State how many lines in the listing below hold the string "private"; nothing else is wanted.

+===+

Issue #2856, opened 2025-10-24
Make mediator verdict ingestion crash-fault tolerant 


rautenrieth-da:
Both UpdateHistory and DbScanVerdictStore insert rows into the database where they need to read the auto-generated value of the `row_id` column for the row just inserted. Normally we would use `INSERT ... RETURNING` for that, but that does not work with `INSERT ... ON CONFLICT DO NOTHING` which we usually use for handling idempotency. Instead, before inserting the row, we manually check if the row exists. See [UpdateHistory](https://github.com/hyperledger-labs/splice/blob/ee48e6154b0b8da122623396f8efc258805ac21e/apps/common/src/main/scala/org/lfdecentralizedtrust/splice/store/UpdateHistory.scala#L2217-L2219) and [DbScanVerdictStore](https://github.com/hyperledger-labs/splice/blob/ee48e6154b0b8da122623396f8efc258805ac21e/apps/scan/src/main/scala/org/lfdecentralizedtrust/splice/scan/store/db/DbScanVerdictStore.scala#L216-L220)

The DbScanVerdictStore query that checks if rows already exists is one of the most expensive queries on CILR right now. Try to rewrite the code using the following idea:

```scala
for {
  // Try to insert the row. This will fail due to unique constraint violation of `scan_verdict_hi_ui` if the row already exists
  result <- sql"""insert ... returning row_id""".asTry

  row_id <- result match {
    // Almost always, the insert will succeed
    case Success(row_id) => DBIOAction.successful(row_id)
    // If it does not, try to read the already existing row or fail if it doesn't exist
    case Failure(_) => readRowId()
  }
} yield row_id
```

This DBIOAction should still be idempotent, even if one of the queries might fail.

If that is not possible for some reason, check why DbScanVerdictStore checks for the existence of all items to be inserted while UpdateHistory only checks for the existence of the first one.

OriolMunoz-da:
> checks if rows already exists is one of the most expensive queries on CILR right now.

Note it was fixed in https://github.com/hyperledger-labs/splice/pull/2829/files

> check why DbScanVerdictStore checks for the existence of all items to be inserted while UpdateHistory only checks for the existence of the first one.

I can answer that. see the description in: https://github.com/hyperledger-labs/splice/pull/2726

rautenrieth-da:
> Note it was fixed in https://github.com/hyperledger-labs/splice/pull/2829/files

[...]

PR #4968, opened 2026-04-10
Refactor scan verdict ingestion

rautenrieth-da:
Contributes to https://github.com/hyperledger-labs/splice/issues/2856

This PR refactors verdict ingestion from a Trigger to a RetryingService. This makes sure we never miss any verdicts due to giving up on retries.


apps/common/src/main/scala/org/lfdecentralizedtrust/splice/automation/RetryingService.scala
```diff
@@ -146,6 +148,39 @@ abstract class RetryingService(
     // Healthy if there's an active instance
     currentServiceInstance.get().exists(_.isActive)
 
+  @SuppressWarnings(Array("org.wartremover.warts.Var"))
```
rautenrieth-da, line 151: All pausing code moved from UpdateIngestionService to the base class.

apps/scan/src/main/scala/org/lfdecentralizedtrust/splice/scan/automation/ScanVerdictIngestionService.scala
```diff
@@ -0,0 +1,206 @@
...
+      logger.info(s"Streaming verdicts starting from $ingestionStart")
+      new ServiceWithGuaranteedShutdown(
+        source = batchSource(mediatorClient.streamVerdicts(Some(ingestionStart))),
+        map = processWhenUnpaused,
+        retryProvider = retryProvider,
+        loggerFactory = loggerFactory.append("subsClient", this.getClass.getSimpleName),
+      )
+    }
+
+  private def process(batch: Seq[v30.Verdict])(implicit
```
rautenrieth-da, line 93: The code in this method was copied almost 1:1 from the old ingestion trigger.

apps/scan/src/main/scala/org/lfdecentralizedtrust/splice/scan/metrics/ScanMediatorVerdictIngestionMetrics.scala
```diff
@@ -31,21 +31,23 @@ class ScanMediatorVerdictIngestionMetrics(metricsFactory: LabeledMetricsFactory)
...
-  )(MetricsContext.Empty)
-
-  val restartErrors: Meter = metricsFactory.meter(
-    MetricInfo(
-      name = prefix :+ "restart_errors",
-      summary = "Count of ingestion restart errors",
-      qualification = Traffic,
-    )
-  )(MetricsContext.Empty)
+  val latency: Timer =
```
rautenrieth-da, line 34: Removed error metrics (the base class for ingestion services doesn't track them), added some useful performance metrics.

apps/app/src/test/scala/org/lfdecentralizedtrust/splice/integration/tests/ManualSignatureIntegrationTest.scala
```diff
@@ -24,6 +25,12 @@ class ManualSignatureIntegrationTest
       .withManualStart
       .withoutAliceValidatorConnectingToSplitwell
       .withSequencerConnectionsFromScanDisabled()
+      .addConfigTransforms((_, config) =>
+        updateAllScanAppConfigs((_, config) =>
+          // Sequencer is returning TRAFFIC_CONTROL_DISABLED when looking up traffic summaries.
```
moritzkiefer-da, line 30: Any reason why we don't enable traffic control in this test?
Also unclear to me why changing ingestion changes this.

apps/app/src/test/scala/org/lfdecentralizedtrust/splice/util/TriggerTestUtil.scala
```diff
@@ -51,16 +52,27 @@ trait TriggerTestUtil { self: BaseTest =>
...
       scan.automation.services[UpdateIngestionService].foreach(_.pause().futureValue)
       codeBlock
     } finally {
-      logger.info(s"Resuming ingestion for ${scan.name}")
+      logger.info(s"Resuming update ingestion for ${scan.name}")
       scan.automation.services[UpdateIngestionService].foreach(_.resume())
     }
   }
+
+  def pauseScanVerdictIngestionWithin[T](scan: ScanAppBackendReference)(codeBlock: => T): T = {
```
moritzkiefer-da, line 66: any reason why we're not using `setTriggersWithin` here?

apps/scan/src/main/scala/org/lfdecentralizedtrust/splice/scan/automation/ScanVerdictIngestionService.scala
```diff
@@ -0,0 +1,206 @@
...
+    for {
+      _ <- waitForStores()
+      ingestionStart <- getIngestionStart()
+    } yield {
+      logger.info(s"Streaming verdicts starting from $ingestionStart")
+      new ServiceWithGuaranteedShutdown(
+        source = batchSource(mediatorClient.streamVerdicts(Some(ingestionStart))),
+        map = processWhenUnpaused,
+        retryProvider = retryProvider,
+        loggerFactory = loggerFactory.append("subsClient", this.getClass.getSimpleName),
```
moritzkiefer-da, line 89: subsClient sounds quite generic, what does the full logger name look like? is it obvious that it's mediator ingestion?

apps/scan/src/main/scala/org/lfdecentralizedtrust/splice/scan/automation/ScanVerdictIngestionService.scala
```diff
@@ -0,0 +1,206 @@
...
+      val trafficSummariesF: Future[Seq[DbScanVerdictStore.TrafficSummaryT]] =
+        sequencerTrafficClientO match {
+          case Some(sequencerTrafficClient) =>
+            sequencerTrafficClient
+              .getTrafficSummaries(sequencingTimes)
+              .map(_.map { proto =>
+                DbScanVerdictStore
+                  .fromProtoWithCorrelation(proto, viewHashToViewIdByTime, logger)
+              })
+              // TODO(#4060): handle missing traffic summaries more robustly. In particular,
```
moritzkiefer-da, line 116: @rautenrieth-da I assume that we're considering this a blocking issue for actually turning this on for rewards? This seems non-deterministic otherwise as the batches are not consistent across nodes probably?

apps/scan/src/main/scala/org/lfdecentralizedtrust/splice/scan/automation/ScanVerdictIngestionService.scala
```diff
@@ -0,0 +1,206 @@
...
+                val errorDetails = ErrorDetails.from(statusProto)
+                val errorCodeId = errorDetails
+                  .flatMap {
+                    case ed: ErrorDetails.ErrorInfoDetail =>
+                      Some(ed.errorCodeId)
+                    case _ => None
+                  }
+                  .headOption
+                  .getOrElse("none")
+                if (errorCodeId == "NO_EVENT_AT_TIMESTAMPS")
```
moritzkiefer-da: usually we reference the corresponding Canton type instead of hardcoding the error code id as a string so if it changes we get a compile error (or it adjusts automatically)

apps/scan/src/main/scala/org/lfdecentralizedtrust/splice/scan/automation/ScanVerdictIngestionService.scala
```diff
@@ -0,0 +1,206 @@
...
+                  Future.successful(Seq.empty)
+                else
+                  Future.failed(ex)
+              }
+          case _ =>
```
moritzkiefer-da:
```suggestion
          case None =>
```
maybe a bit clearer

I also have a question: When do we set this to None? Is this just there because it's still in development and we want to be able to turn off the feature flag?

apps/scan/src/main/scala/org/lfdecentralizedtrust/splice/scan/automation/ScanVerdictIngestionService.scala
```diff
@@ -0,0 +1,206 @@
...
+      batch: Seq[v30.Verdict]
+  )(implicit traceContext: TraceContext): Future[Unit] = {
+    // If paused, this step will backpressure the source
+    waitForResume().flatMap { _ =>
+      ingestionMetrics.latency.timeFuture(process(batch))
+    }
+  }
+
+  private def batchSource[T](source: Source[T, NotUsed]): Source[Seq[T], NotUsed] =
+    source.groupedWithin(
```
moritzkiefer-da: We use `source.batch` for `UpdateIngestionService`. Here we use `source.groupedWithin`. Why are they different? IIRC for update ingestion the logic was that if we're fast enough to not accumulate anything we don't really care any we'd rather get the lower latency from `batch` and under load they collapse to more or less the same anyway, cc @OriolMunoz-da in case he remembers more of the reasoning.

If we do keep them different let's add a clear comment why this is desired

moritzkiefer-da (approved):
very nice thank you!

apps/app/src/test/scala/org/lfdecentralizedtrust/splice/integration/tests/ManualSignatureIntegrationTest.scala
rautenrieth-da: According to @julientinguely-da this test is running an old version of Canton and might be removed soon, so I didn't spend much time investigating. The test is also relatively short, so it's possible the old trigger-based ingestion didn't get to the point where it would give up on retries and log an error/warning.

apps/app/src/test/scala/org/lfdecentralizedtrust/splice/util/TriggerTestUtil.scala
rautenrieth-da: `setTriggersWithin` is for subclasses of `Trigger`, ingestion services are subclasses of `RetryingService` which is not a trigger.

apps/scan/src/main/scala/org/lfdecentralizedtrust/splice/scan/automation/ScanVerdictIngestionService.scala
rautenrieth-da: Yes, definitely a blocking issue. The end goal is that scan always has a contiguous range of verdicts (it's only fine to miss some during SV onboarding).

apps/scan/src/main/scala/org/lfdecentralizedtrust/splice/scan/automation/ScanVerdictIngestionService.scala
rautenrieth-da: @dfordivam do you remember why you picked `. groupedWithin`? Was it to make sure we don't produce too many small batches?
One difference between UpdateHistory is that for verdict ingestion, we do one sequencer API call for each batch (in addition to one SQL transaction).

apps/scan/src/main/scala/org/lfdecentralizedtrust/splice/scan/automation/ScanVerdictIngestionService.scala
rautenrieth-da: Exactly, we haven't planned the removal of feature flags yet.

apps/scan/src/main/scala/org/lfdecentralizedtrust/splice/scan/automation/ScanVerdictIngestionService.scala
rautenrieth-da: The logger name will include `subsClient=ScanVerdictIngestionService`:
```
2026-04-13T23:05:51.423Z [⋮] ERROR - o.l.s.e.ServiceWithGuaranteedShutdown:ValidatorSequencerConnectionIntegrationTest/config=4b56fc4/scan=sv1Scan/subsClient=ScanVerdictIngestionService (---) - Fatally failed to handle element java.lang.RuntimeException: Forcing retry after batch processing
	at org.lfdecentralizedtrust.splice.scan.automation.ScanVerdictIngestionService.$anonfun$processWhenUnpaused$3(ScanVerdictIngestionService.scala:197)
	at scala.concurrent.impl.Promise$Transformation.run(Promise.scala:470)
```

apps/scan/src/main/scala/org/lfdecentralizedtrust/splice/scan/automation/ScanVerdictIngestionService.scala
dfordivam: I actually don't remember why this was picked. Doing batched ingestion was necessary, but there wasn't a good reason for preferring `groupedWithin`. Also at the time verdict ingestion was added its only use-case was events endpoint, so lower latency in ingestion wasn't really a priority.
Now that we are doing sequencer API call, it seems that `groupedWithin` is a more preferred option?
IIUC we would want lower latency only at the round closing time, other than this its fine to have some lag.

rautenrieth-da: Switched to use `.batch` here as well.

apps/app/src/test/scala/org/lfdecentralizedtrust/splice/integration/tests/ManualSignatureIntegrationTest.scala
meiersi-da: @julientinguely-da : what's the condition that must hold for us to remove this test? Could we remove it now?

Asking as @dfordivam and @mrdziuban are working on making app record ingestion the default.

julientinguely-da: We're keeping it because _in theory_ someone could still recover from key their ancient node. Not against removing it though, @moritzkiefer-da wdyt?

moritzkiefer-da: if we want to remove it we need to discuss with Canton who asked for this to be added. So far it didn't really seem to get in the way so keeping it seemed ok.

+===+

RESULT OF THIS TASK:
2